Sunscreen isn’t the only way you should protect yourself. All sunscreens wear off eventually, especially when exposed to sweat. It’s best to apply every two hours, but when you’re on the job, we know you may not be able to take regular breaks.
Sun-protective clothing is one of the best ways to protect yourself when you can’t reapply sunscreen.
In general, clothing is the best form of sun protection, but not all clothing is created equal. You’ll get better protection from a darker, tightly woven fabric shirt than from a white cotton t-shirt. However, darker fabrics can make you sweat and even overheat in the summer.
Your best bet is to wear clothing with an ultraviolet protection factor (UPF). UPF-rated clothing is usually made with a lightweight fabric and treated with dyes or chemicals to block out UV light. These clothes often have a UPF rating of 50 or higher, while a white cotton t-shirt has a UPF rating of around 5.
Unfortunately, there is a price barrier to this type of clothing. UPF shirts can range from $25-$70 in price, and they may not last as long as a traditional cotton t-shirt. You may want to limit using a UPF shirt to when the UV rays are at their highest, to make sure the shirt doesn’t wear out too fast.
A dark cotton t-shirt, combined with sunscreen, isn’t a perfect way to avoid UV rays. But it will protect you better than if you didn’t wear either.
Wearing a hat is another great way to protect your face, ears, and neck from the sun. Make sure the hat is UPF-rated or made of a tightly woven dark fabric. If you’re required to wear a hard hat, there are accessories that can be fitted over or under your hard hat to help protect your neck and face.

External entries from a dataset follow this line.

PR #731, opened 2021-01-19
Wave splines

huwb:
**Status**: Ready to merge.

**Overview**:

image

This change adds a simple spline object to crest, and some utility functions to sample the spline. It also has some UI helpers in the inspector, and first pass validation.

If the spline is attached to a GO that has a ShapeGerstner component, then the gerstner waves will generate a strip of geometry along the spline and use this geometry to place waves.

I have not written proper documentation. I think a later PR should use the new gerstner component and this spline in our default scenes, and update the documentation.

**Testing**:

Add a Spline and a ShapeGersnter component to a GameObject. Help boxes in the inspector should guide the rest of the setup.

Worked in 2019.4.16 win64 editor and standalone.


daleeidd:
This branch is based of *feature/refactored-gerstner* which has duplicate changes that were merged from *feature/refactored-gerstner-2*. I can see changes that are in master which are showing up as new here. Would merging master into this branch help clear it up? Otherwise, I am going over code we already have.

Also, I have tested it and it works. It will be easier to review with the test data gone if you don't need it anymore.

huwb:
Thanks data reverted now

Hm it should be the legit diff - if you see something fishy let me know and ill dig deeper.

huwb:
I have been grappling with getting gizmos that are visible and also easily clickable. It turns out icons are drawn as 2D elements and are pretty clickable, as long as the icon size is turned up in the editor (or 3d gizmos disabled), so i've recruited an unrelated icon for the cause. not perfect but works ok-enough i guess.

crest/Assets/Crest/Crest/Scripts/Spline/SplinePoint.cs
```diff
@@ -0,0 +1,178 @@
...
+                {
+                    var beforeNewPoint = parent.GetChild(thisIdx - 1);
+                    newPoint.transform.position = Vector3.Lerp(beforeNewPoint.position, thisSP.transform.position, 0.5f);
+                }
+                else if (parent.childCount > 2)
+                {
+                    newPoint.transform.position = 2f * parent.GetChild(newIdx + 1).position - parent.GetChild(newIdx + 2).position;
+                }
+
+                Selection.activeObject = newPoint;
```
daleeidd, line 113: Needs to register the created object with edit history so undo removes the new spline point instead of just changing the selection back to the previous point:
```csharp
Undo.RegisterCreatedObjectUndo(Selection.activeObject, "Add Crest Spline Point");
```

crest/Assets/Crest/Crest/Scripts/Spline/SplinePoint.cs
```diff
@@ -0,0 +1,178 @@
...
+            }
+
+            label = (thisIdx == parent.childCount - 1 || parent.childCount == 0) ? "Add after (extend)" : "Add after";
+            if (GUILayout.Button(label))
+            {
+                Selection.activeObject = AddSplinePointAfter(parent, thisIdx);
```
daleeidd, line 119: Needs to register the created object with edit history so undo removes the new spline point instead of just changing the selection back to the previous point:
```csharp
Undo.RegisterCreatedObjectUndo(Selection.activeObject, "Add Crest Spline Point");
```

This could be done in the function that creates it. But works here too.

crest/Assets/Crest/Crest/Scripts/Spline/SplinePoint.cs
```diff
@@ -0,0 +1,178 @@
...
+
+                if (thisIdx > 0)
+                {
+                    var beforeNewPoint = parent.GetChild(thisIdx - 1);
+                    newPoint.transform.position = Vector3.Lerp(beforeNewPoint.position, thisSP.transform.position, 0.5f);
+                }
+                else if (parent.childCount > 2)
+                {
+                    newPoint.transform.position = 2f * parent.GetChild(newIdx + 1).position - parent.GetChild(newIdx + 2).position;
+                }
```
daleeidd, line 111: Missing the case for when the current spline point is index zero. Currently, the transform is set to zero. Taken from the AddSplinePointAfter function:

```csharp
                else if (parent.childCount == 2)
                {
                    newPoint.transform.position = parent.GetChild(thisIdx + 1).position + 10f * -Vector3.forward;
                }
```

crest/Assets/Crest/Crest/Scripts/Spline/Spline.cs
```diff
@@ -0,0 +1,124 @@
...
+    {
+        public override void OnInspectorGUI()
+        {
+            base.OnInspectorGUI();
+
+            var targetSpline = target as Spline;
+
+            if (GUILayout.Button("Add point (extend)"))
+            {
+                SplinePointEditor.AddSplinePointAfter(targetSpline.transform);
```
daleeidd, line 97: This needs to be recorded with Undo.RegisterCreatedObjectUndo. See other review comments for example.

daleeidd (changes requested):
This is a first pass review. I haven't looked at the HLSL file yet. I will do another after changes made. The only ones that are "Request changes" are marked with eyeballs.

crest/Assets/Crest/Crest/Scripts/Spline/Spline.cs
```diff
@@ -0,0 +1,116 @@
...
+    /// </summary>
+    [ExecuteAlways]
+    public partial class Spline : MonoBehaviour
+    {
+        [Tooltip("Connect start and end point to close spline into a loop. Requires at least 3 spline points.")]
+        public bool _closed = false;
+
+        public SplinePoint[] SplinePoints => GetComponentsInChildren<SplinePoint>();
+
+        public void OnDrawGizmosSelected()
```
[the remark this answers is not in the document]
daleeidd: Looks like this one was resolved before publishing review.

daleeidd:
> Thanks data reverted now

Thanks.

> Hm it should be the legit diff - if you see something fishy let me know and ill dig deeper.

It's fixed now. I was seeing the OceanDebugGUI.DrawTextureArray and more in the diff which is already in master. I think GH must of got confused.

crest/Assets/Crest/Crest/Scripts/Shapes/ShapeGerstner.cs
```diff
@@ -622,15 +668,13 @@ public bool Validate(OceanRenderer ocean, ValidatedHelper.ShowMessage showMessag
         {
             var isValid = true;
 
-            if (_componentsPerOctave == 0)
+            if (GetComponent<Spline.Spline>() != null && _meshForDrawingWaves == null)
```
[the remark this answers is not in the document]
huwb: took a few attempts, was hard to fix without complicating everything. ended up taking an unorthodox approach, let me know if it makes sense.

crest/Assets/Crest/Crest/Scripts/Shapes/ShapeGerstner.cs
```diff
@@ -520,6 +552,15 @@ void InitBatches()
                 }
             }
 
+            var splineForWaves = GetComponent<Spline.Spline>();
```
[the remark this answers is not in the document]
huwb: Oh i did not know that. fixed this case but there are others. should we use the Try variant everywhere then?

crest/Assets/Crest/Crest/Scripts/Spline/Spline.cs
```diff
@@ -0,0 +1,116 @@
...
+    /// <summary>
+    /// Simple spline object. Spline points are child gameobjects.
+    /// </summary>
+    [ExecuteAlways]
+    public partial class Spline : MonoBehaviour
+    {
+        [Tooltip("Connect start and end point to close spline into a loop. Requires at least 3 spline points.")]
+        public bool _closed = false;
+
+        public SplinePoint[] SplinePoints => GetComponentsInChildren<SplinePoint>();
```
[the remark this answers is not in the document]
huwb: thanks. i've decided having it there does more harm than good. its only used once at runtime. having it here suggests to users that it is an efficient API appropriate for calling, which it is not. and the extensibility point you made is also valid. i decided to just remove it as its replacement is just as simple. hope this makes sense.

crest/Assets/Crest/Crest/Scripts/Spline/SplinePoint.cs
huwb: good catch, done

crest/Assets/Crest/Crest/Scripts/Spline/SplinePoint.cs
huwb: done

crest/Assets/Crest/Crest/Scripts/Spline/Spline.cs
huwb: done

crest/Assets/Crest/Crest/Scripts/Spline/SplinePoint.cs
huwb: after being confused by the code, i ended up reworking it to unify it with the "addbefore" function, and added comments to the code for each case

crest/Assets/Crest/Crest/Scripts/Shapes/ShapeGerstner.cs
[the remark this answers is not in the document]
daleeidd: Perfect solution. Pretty much a *no op* function

crest/Assets/Crest/Crest/Scripts/Shapes/ShapeGerstner.cs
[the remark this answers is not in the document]
daleeidd: We should for new code. I forgot about this myself so I will do the same. Been meaning to do a PR for other code. I'll resolve this one.

crest/Assets/Crest/Crest/Scripts/Shapes/ShapeGerstnerSplineHandling.cs
```diff
@@ -0,0 +1,238 @@
...
+using UnityEngine;
+
+namespace Crest
+{
+    /// <summary>
+    /// Generates mesh suitable for rendering gerstner waves from a spline
+    /// </summary>
+    public static class ShapeGerstnerSplineHandling
+    {
+        public static bool GenerateMeshFromSpline(Spline.Spline spline, Transform transform, int subdivisions, float radius, int smoothingIterations, ref Mesh mesh)
```
daleeidd, line 15: Just making a note here. If this was able to take an array of points, then we could work with any spline tool that users use (or favour) already. The spline tool you made is great for this purpose so maybe in the future depending on feedback.

crest/Assets/Crest/Crest/Scripts/Spline/SplinePoint.cs
```diff
@@ -0,0 +1,223 @@
...
+    [ExecuteAlways]
+    public class SplinePoint : MonoBehaviour
+    {
+#if UNITY_EDITOR
+        Spline _spline;
+
+        void Awake()
+        {
+            _spline = transform.parent != null ? transform.parent.GetComponent<Spline>() : null;
+        }
```
daleeidd, line 22: This is no longer referenced anywhere so it can be removed.

crest/Assets/Crest/Crest/Shaders/OceanInputs/Resources/AnimWavesGerstnerGeometry.shader
```diff
@@ -0,0 +1,158 @@
...
+        Pass
+        {
+            CGPROGRAM
+            #pragma vertex vert
+            #pragma fragment frag
+			#pragma enable_d3d11_debug_symbols
+
+            #include "UnityCG.cginc"
+
+			#include "../../OceanGlobals.hlsl"
```
daleeidd, line 49: This file could use a format. Whitespace is inconsistent.

crest/Assets/Crest/Crest/Shaders/OceanInputs/Resources/AnimWavesGerstnerGeometry.shader
```diff
@@ -0,0 +1,158 @@
...
+				const half depth_wt = saturate(2.0 * depth / _AverageWavelength);
+				const float attenuationAmount = _AttenuationInShallows * _RespectShallowWaterAttenuation;
+				wt *= attenuationAmount * depth_wt + (1.0 - attenuationAmount);
+
+				// Feature at front/back
+				wt *= min( input.distToSplineEnd_invNormDistToShoreline.y / _FeatherWaveStart, 1.0 );
+				if( _FeatherFromSplineEnds > 0.0 ) wt *= saturate( input.distToSplineEnd_invNormDistToShoreline.x / _FeatherFromSplineEnds );
+
+				// Quantize wave direction and interpolate waves
+				float axisHeading = atan2( input.axis.y, input.axis.x ) + 2.0 * 3.141592654;
```
daleeidd, line 122: If I negate input.axis here, the waves move away from the spline rather than always towards it. Do you think this would be an option users will want?

crest/Assets/Crest/Crest/Scripts/Shapes/ShapeGerstner.cs
```diff
@@ -241,6 +267,12 @@ void UpdateEditorOnly()
                 _spectrum = ScriptableObject.CreateInstance<OceanWaveSpectrum>();
                 _spectrum.name = "Default Waves (auto)";
             }
+
+            // Unassign mesh
+            if (_meshForDrawingWaves != null && GetComponent<Spline.Spline>() == null)
```
daleeidd, line 272: TryGetComponent could be used here.

crest/Assets/Crest/Crest/Scripts/Shapes/ShapeGerstner.cs
```diff
@@ -622,15 +667,14 @@ public bool Validate(OceanRenderer ocean, ValidatedHelper.ShowMessage showMessag
         {
             var isValid = true;
 
-            if (_componentsPerOctave == 0)
+            var spline = GetComponent<Spline.Spline>();
```
daleeidd, line 670: TryGetComponent could be used here.

crest/Assets/Crest/Crest/Scripts/Spline/Spline.cs
```diff
@@ -0,0 +1,124 @@
...
+                    "Closed splines must have at least 3 spline points. See the <i>Closed</i> parameter and tooltip. To add a point click the <i>Add point</i> button in the Inspector, or add a child GameObject and attach <i>SplinePoint</i> component to it.",
+                    ValidatedHelper.MessageType.Error, this
+                );
+
+                isValid = false;
+            }
+
+            for (int i = 0; i < transform.childCount; i++)
+            {
+                if (transform.GetChild(i).GetComponent<SplinePoint>() == null)
```
daleeidd, line 69: TryGetComponent could be used here.

daleeidd (changes requested):
Changes look good. Added eyes to anything for *Requested Changes*. Just some minor cleaning things. I marked the places where TryGetComponent could be used. Hopefully I didn't miss any.

crest/Assets/Crest/Crest/Scripts/Shapes/ShapeGerstnerSplineHandling.cs
huwb: yeah good point. i explored changing it but ran into a couple of not-nice things and didnt land on something better.

UpdateMesh() can be called with a list of points which sort of ticks this box.

the bigger issue is that our spline is embedded/hardcoded into ShapeGerstner. i think an adaptor pattern could work for this, like timeprovider.

the current stuff could be moved to an adaptor pattern without needing data changes i think, so i dont think we close the door to this option if we merge it as is, so guess its fine for now

crest/Assets/Crest/Crest/Scripts/Spline/SplinePoint.cs
huwb: oh nice, done

crest/Assets/Crest/Crest/Shaders/OceanInputs/Resources/AnimWavesGerstnerGeometry.shader
huwb: i'm 4 attempts in now and each time it seems to get worse! i manually retabbing in vs, format doc in vs, checking in sublime, manually changing tabs to spaces in sublime. will think about how to tackle this

crest/Assets/Crest/Crest/Shaders/OceanInputs/Resources/AnimWavesGerstnerGeometry.shader
huwb: the wind direction setting on the ShapeGerstner component was intended to set the direction, relative to the local spline direction. however testing now it seems like its broken. do you think i should fix this up, or do you have thoughts how best to achieve this?

crest/Assets/Crest/Crest/Scripts/Shapes/ShapeGerstner.cs
huwb: done

crest/Assets/Crest/Crest/Scripts/Spline/Spline.cs
huwb: done

crest/Assets/Crest/Crest/Scripts/Shapes/ShapeGerstner.cs
huwb: done

crest/Assets/Crest/Crest/Shaders/OceanInputs/Resources/AnimWavesGerstnerGeometry.shader
daleeidd: Looks good with latest.

crest/Assets/Crest/Crest/Scripts/Shapes/ShapeGerstnerSplineHandling.cs
daleeidd: Sounds good. I'll resolve this one.

crest/Assets/Crest/Crest/Shaders/OceanInputs/Resources/AnimWavesGerstnerGeometry.shader
daleeidd: I grabbed the code from AnimWavesGerstner and it works well enough using wind (further up in the vertex part):
```shader
o.axis = dot(v.axis, _AxisX) * unity_ObjectToWorld._m00_m20 + dot(v.axis, float2(-_AxisX.y, _AxisX.x)) * unity_ObjectToWorld._m02_m22;
```

Wind is kind of a weird name for this, but wind seems to just be a generic direction property anyway so I think go ahead with it.

huwb: oh yeah that works. ive done that now.

i proposed renaming the 'wind' setting to *Wave Direction Heading Angle*. bit of a mouthful but good to be explicit i guess, if it makes sense to you? lmk

daleeidd: Sounds good

daleeidd (approved):
Tested to be working on MacOS and Windows in editor and build. Really cool feature. And I suspect highly anticipated too.

Gizmos can still be a little difficult since they are not really visible under the ocean surface. I think clamping the gizmos to the surface is a good next step but we would need to take in elevations into account. So something for the future.

I've also made #735 to disable ocean surface pickability which might help with selecting points.

huwb:
Yeah the selection stuff is a pain. It could be any surfaces in front of the spline points, not just water..

I think if I set the gizmos to be 2d, then the icons show clearly through things and are clickable. However these are not the default settings. Did you try these settings?

An option might be to detect what settings are being used and add an info box to the inspector to recommend changing them, might have a look later

daleeidd:
> I think if I set the gizmos to be 2d, then the icons show clearly through things and are clickable. However these are not the default settings. Did you try these settings?

You're right. It's a shame the 2D cannot be forced for these gizmos. Also, I just realised 3D ones can be clicked through the ocean surface; it's just visibility is an issue.

Another option is to use [Handles](https://docs.unity3d.com/ScriptReference/Handles.html) with Gizmos. These always behave like 2D. But I would only use these when the spline or points are selected so that the benefit of 3D gizmos is still there. It looks like Handles don't receive mouse input so they shouldn't be used alone. Just to enhance visibility. Example:

```csharp
protected virtual void OnSceneGUI()
{
    if (Event.current.type == EventType.Repaint)
    {
        Transform transform = ((SplinePoint)target).transform;
        Handles.color = Color.red;
        Handles.DotHandleCap(0, transform.position, transform.rotation, 1f, EventType.Repaint);
    }
}
```

huwb:
Thats weird - for me it all works dandy. I can see and select points below the terrain/water.

image

what version of unity are you testing on? i'm on 2019.4.16. are you testing on Mac?

daleeidd:
> Thats weird - for me it all works dandy. I can see and select points below the terrain/water.

It's the same for me with 2D. I can see and click them.

huwb:
Ah i misread, thanks.

i struggled to get a match between drawicon and the handle. i'm not able to match their sizes - the icon can be all different sizes depending on the view settings and i dont seem to be able to get the size from code.

i tried abandoning icons and drawing a cube as both a handle and a gizmo, but this arbitrarily killed mouse picking which was annoying.

after messing around i struck upon a simple solution that mostly works. Gizmos.DrawWireCube *is* draw through surfaces, and is also pickable. so i draw both a cube and a wire cube and together they unite to form something that is almost good.

a minor not good part is clicking a wireframe is less comfortable than clicking a solid cube would be.

the major not good part is that, unlike with a 2d icon, picking the point respects scene depth order, so you have to make sure you set up the scene to be non pickable (annoying), or patiently click 2 or 3 times until the point gets selected (annoying).

running out of steam tbh and tempted to go with this solution. i've pushed it, but it can easily be reverted.

daleeidd:
> i struggled to get a match between drawicon and the handle. i'm not able to match their sizes - the icon can be all different sizes depending on the view settings and i dont seem to be able to get the size from code.

Ah yes... looks like some have resorted to reflection to get it :(

> i tried abandoning icons and drawing a cube as both a handle and a gizmo, but this arbitrarily killed mouse picking which was annoying.

I haven't experienced this :S Hmmm...

> Gizmos.DrawWireCube is drawn through surfaces (weirdly)

When 3D icons are activated, the wire cube is obscured by the ocean surface for me still.

> the major not good part is that, unlike with a 2d icon, picking the point using the wire cube respects scene depth order, so you have to make sure you set up the scene to be non pickable (annoying), or patiently click 2 or 3 times until the point gets selected (annoying).

I am thinking that the previous 2D icons were better for that reason (apologies). Even when I have 3D icons selected, they are still visible, but barely (not enough really). And I can select them through any surface. Perhaps we should go with this until a better solution is found.

There are some solutions which are more involved. Like listening to the mouse up event and checking if ray intersects a sphere (our spline point). Or implementing Handles with mouse support (still not sure if this handles pickability or not).

> your change ot make the ocean non-pickable may make the depth order a minor issue, or non issue for most cases.

That is true. I guess whether that PR is worthwhile merging depends on which option we go with.

daleeidd:
New icons work much better. Nice find. Looks ready to merge.

huwb:
Thanks. Merging!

Did you know that non-UV protection sunglasses can actually increase the amount of UV rays your eyes get? Sunglasses darken your environment, which makes your pupils dilate and increases your retinal exposure to UV light.
If your sunglasses don’t meet UV standards, it’s time to replace them. Choose sunglasses with a rating of UV400 or 100% UV protection. The best sunglasses have large, wraparound frames and will cover more of your eye socket.
Dark glasses don’t automatically indicate UV protection. You can ask your optometrist to check your sunglasses to see if they are UV rated.
Like UPF shirts, there is a cost barrier for UV-protection sunglasses. The average pair can cost around $40-60, and considering sunglasses can be easily broken, it may put you off from ordering them. However, considering the sun can cause cataracts and cancer, it’s important to factor a pair into your budget.
Never underestimate the power of shade. Working around UV exposure isn’t always possible, since it’s strongest from 10:00am – 4:00pm, but a tent or shady area can help you avoid the sun during your breaks.
Taking regular breaks, when possible, can help you avoid sunburning and risking skin cancer. Taking a shade break also gives you time to reapply sunscreen and rest to avoid heatstroke.
UV rays can cause irreparable damage to your skin, and as a construction worker, you’re at risk of premature skin aging and skin cancer. You can protect yourself by using sunscreen, wearing sun-protective clothing and UV-rated sunglasses, and taking shade breaks whenever possible.
We recognize that practicing sun safety isn’t the easiest thing in the world, and it can be expensive. Sun protection is a conscious choice. You probably won’t feel natural wearing different clothing or applying sunscreen on-site.
But these changes can help keep you alive and healthy, so they’re worth doing. Never let a job dictate how you practice sun safety. Be willing to take breaks to reapply sunscreen and get out of the sun. Importantly, never get the mindset that since you haven’t practiced sun safety thus far, you shouldn’t bother now. Sun damage is compounding, so each exposure puts you in more danger.
Starting a daily sun safety routine may prompt others on your jobsite to follow. You can help change the culture of your jobsite just by prioritizing your own health and safety. Practice sun safety to stay healthy for your family and your future.